DATASET EXCERPTS:
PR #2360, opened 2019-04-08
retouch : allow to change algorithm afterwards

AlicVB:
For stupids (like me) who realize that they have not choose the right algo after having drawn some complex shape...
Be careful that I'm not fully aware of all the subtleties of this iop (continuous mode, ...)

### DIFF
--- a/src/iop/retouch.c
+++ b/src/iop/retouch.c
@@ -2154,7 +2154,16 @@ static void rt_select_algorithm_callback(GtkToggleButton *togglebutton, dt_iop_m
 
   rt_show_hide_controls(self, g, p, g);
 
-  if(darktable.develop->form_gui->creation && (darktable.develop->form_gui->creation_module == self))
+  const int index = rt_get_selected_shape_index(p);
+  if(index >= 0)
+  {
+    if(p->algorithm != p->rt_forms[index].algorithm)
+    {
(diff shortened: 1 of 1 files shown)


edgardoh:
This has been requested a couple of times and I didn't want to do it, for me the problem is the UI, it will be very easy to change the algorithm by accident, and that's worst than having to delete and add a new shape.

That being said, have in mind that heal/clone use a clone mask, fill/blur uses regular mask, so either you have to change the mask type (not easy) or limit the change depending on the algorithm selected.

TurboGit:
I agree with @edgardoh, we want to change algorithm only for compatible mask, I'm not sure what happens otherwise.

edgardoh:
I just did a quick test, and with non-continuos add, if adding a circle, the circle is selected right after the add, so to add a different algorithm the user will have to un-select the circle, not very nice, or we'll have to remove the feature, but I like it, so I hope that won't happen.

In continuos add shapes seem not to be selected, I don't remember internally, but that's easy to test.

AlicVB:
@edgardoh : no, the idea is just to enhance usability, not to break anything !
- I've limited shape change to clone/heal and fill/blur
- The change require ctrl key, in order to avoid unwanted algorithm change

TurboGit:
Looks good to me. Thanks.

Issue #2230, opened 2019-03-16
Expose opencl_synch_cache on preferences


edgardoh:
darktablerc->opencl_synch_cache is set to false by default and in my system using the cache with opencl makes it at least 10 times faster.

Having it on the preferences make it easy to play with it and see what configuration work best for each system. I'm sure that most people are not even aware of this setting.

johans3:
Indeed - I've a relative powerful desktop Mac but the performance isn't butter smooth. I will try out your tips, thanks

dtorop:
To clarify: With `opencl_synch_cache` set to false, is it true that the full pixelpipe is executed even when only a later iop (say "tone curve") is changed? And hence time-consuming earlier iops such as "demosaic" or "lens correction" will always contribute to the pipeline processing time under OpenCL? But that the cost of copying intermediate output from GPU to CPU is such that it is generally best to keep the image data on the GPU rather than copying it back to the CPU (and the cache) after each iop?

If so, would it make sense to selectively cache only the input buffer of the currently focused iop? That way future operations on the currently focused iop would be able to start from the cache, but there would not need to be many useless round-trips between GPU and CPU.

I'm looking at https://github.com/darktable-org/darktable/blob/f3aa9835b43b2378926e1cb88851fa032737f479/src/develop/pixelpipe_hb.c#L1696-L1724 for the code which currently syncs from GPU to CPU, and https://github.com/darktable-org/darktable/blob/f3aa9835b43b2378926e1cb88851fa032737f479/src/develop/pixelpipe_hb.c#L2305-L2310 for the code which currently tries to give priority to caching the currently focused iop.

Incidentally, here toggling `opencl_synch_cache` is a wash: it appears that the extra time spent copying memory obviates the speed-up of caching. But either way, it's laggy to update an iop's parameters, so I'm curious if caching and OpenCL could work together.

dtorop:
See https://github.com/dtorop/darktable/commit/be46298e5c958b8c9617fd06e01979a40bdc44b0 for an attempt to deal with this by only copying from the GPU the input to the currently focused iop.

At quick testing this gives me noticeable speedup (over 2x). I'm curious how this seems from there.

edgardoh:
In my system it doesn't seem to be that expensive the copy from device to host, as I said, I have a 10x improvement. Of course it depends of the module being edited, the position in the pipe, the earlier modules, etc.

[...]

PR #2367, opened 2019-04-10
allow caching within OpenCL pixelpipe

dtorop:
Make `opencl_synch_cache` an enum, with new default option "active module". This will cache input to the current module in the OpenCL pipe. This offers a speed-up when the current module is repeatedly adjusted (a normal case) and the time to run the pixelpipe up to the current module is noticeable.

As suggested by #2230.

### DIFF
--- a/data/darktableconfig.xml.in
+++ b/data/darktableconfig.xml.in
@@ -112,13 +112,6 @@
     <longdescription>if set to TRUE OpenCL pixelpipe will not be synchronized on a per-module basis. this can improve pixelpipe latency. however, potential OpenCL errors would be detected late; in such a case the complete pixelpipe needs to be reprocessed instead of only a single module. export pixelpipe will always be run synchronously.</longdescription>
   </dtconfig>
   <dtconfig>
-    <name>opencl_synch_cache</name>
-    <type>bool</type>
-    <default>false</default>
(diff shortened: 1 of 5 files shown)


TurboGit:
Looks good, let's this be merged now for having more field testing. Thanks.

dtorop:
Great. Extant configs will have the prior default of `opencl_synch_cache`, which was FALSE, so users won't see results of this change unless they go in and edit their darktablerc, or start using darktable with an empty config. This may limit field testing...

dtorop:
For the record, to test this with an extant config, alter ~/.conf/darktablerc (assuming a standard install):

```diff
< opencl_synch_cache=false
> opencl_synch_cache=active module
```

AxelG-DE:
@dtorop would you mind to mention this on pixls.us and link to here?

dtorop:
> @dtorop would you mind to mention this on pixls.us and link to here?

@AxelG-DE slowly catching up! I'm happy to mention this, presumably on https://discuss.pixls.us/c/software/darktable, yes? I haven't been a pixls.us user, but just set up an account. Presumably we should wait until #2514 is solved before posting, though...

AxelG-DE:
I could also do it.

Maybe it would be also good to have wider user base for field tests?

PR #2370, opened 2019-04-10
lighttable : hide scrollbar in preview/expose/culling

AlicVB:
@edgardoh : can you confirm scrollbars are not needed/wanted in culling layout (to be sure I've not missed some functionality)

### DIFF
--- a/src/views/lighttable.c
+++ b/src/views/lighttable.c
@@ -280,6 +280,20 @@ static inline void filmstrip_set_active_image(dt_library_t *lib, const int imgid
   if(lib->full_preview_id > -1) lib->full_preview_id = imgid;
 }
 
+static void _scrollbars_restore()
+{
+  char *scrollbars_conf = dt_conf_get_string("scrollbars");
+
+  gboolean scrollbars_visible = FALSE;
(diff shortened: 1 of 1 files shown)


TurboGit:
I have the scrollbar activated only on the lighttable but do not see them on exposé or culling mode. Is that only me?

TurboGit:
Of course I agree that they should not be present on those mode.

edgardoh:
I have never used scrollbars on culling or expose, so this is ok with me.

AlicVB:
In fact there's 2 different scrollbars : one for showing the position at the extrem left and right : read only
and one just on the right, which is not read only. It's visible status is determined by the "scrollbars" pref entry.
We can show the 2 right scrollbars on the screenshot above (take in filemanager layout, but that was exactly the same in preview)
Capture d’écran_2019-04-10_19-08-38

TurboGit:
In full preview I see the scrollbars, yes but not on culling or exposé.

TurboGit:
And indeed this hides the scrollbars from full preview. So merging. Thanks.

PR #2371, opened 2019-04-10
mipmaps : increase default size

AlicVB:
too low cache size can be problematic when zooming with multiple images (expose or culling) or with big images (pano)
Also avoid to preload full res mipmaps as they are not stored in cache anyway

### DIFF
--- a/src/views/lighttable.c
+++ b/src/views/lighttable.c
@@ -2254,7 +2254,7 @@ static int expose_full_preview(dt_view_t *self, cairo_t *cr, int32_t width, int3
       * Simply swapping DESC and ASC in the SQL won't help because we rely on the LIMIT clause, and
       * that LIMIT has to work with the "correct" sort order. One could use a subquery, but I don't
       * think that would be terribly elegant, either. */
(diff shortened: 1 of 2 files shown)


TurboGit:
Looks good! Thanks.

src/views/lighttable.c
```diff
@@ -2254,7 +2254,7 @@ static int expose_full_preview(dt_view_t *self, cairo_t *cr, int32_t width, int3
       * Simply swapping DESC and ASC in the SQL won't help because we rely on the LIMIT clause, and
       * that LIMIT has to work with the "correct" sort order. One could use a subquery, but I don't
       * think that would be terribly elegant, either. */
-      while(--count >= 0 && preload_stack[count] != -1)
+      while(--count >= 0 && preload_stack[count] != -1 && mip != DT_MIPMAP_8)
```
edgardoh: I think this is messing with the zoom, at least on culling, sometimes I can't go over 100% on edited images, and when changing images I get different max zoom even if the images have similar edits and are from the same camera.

INSTRUCTIONS TO FOLLOW:
From the material above, set down exactly the lines between the line holding "I have the scrollbar" and the line holding "We can show", inclusive. Include nothing else.

WRITTEN REPLY:
I have the scrollbar activated only on the lighttable but do not see them on exposé or culling mode. Is that only me?

TurboGit:
Of course I agree that they should not be present on those mode.

edgardoh:
I have never used scrollbars on culling or expose, so this is ok with me.

AlicVB:
In fact there's 2 different scrollbars : one for showing the position at the extrem left and right : read only
and one just on the right, which is not read only. It's visible status is determined by the "scrollbars" pref entry.
We can show the 2 right scrollbars on the screenshot above (take in filemanager layout, but that was exactly the same in preview)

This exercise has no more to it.